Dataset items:
┄┄┄┄┄┄┄┄┄┄

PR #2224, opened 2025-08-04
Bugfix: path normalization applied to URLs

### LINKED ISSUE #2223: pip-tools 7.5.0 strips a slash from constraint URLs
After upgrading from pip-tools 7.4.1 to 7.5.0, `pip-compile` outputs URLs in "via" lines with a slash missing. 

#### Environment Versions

┄┄┄┄┄┄┄┄┄┄

_Problem_: All entries above are to be copied exactly, with none left out.

_Response_:
PR #2224, opened 2025-08-04
Bugfix: path normalization applied to URLs

### LINKED ISSUE #2223: pip-tools 7.5.0 strips a slash from constraint URLs
After upgrading from pip-tools 7.4.1 to 7.5.0, `pip-compile` outputs URLs in "via" lines with a slash missing. 

#### Environment Versions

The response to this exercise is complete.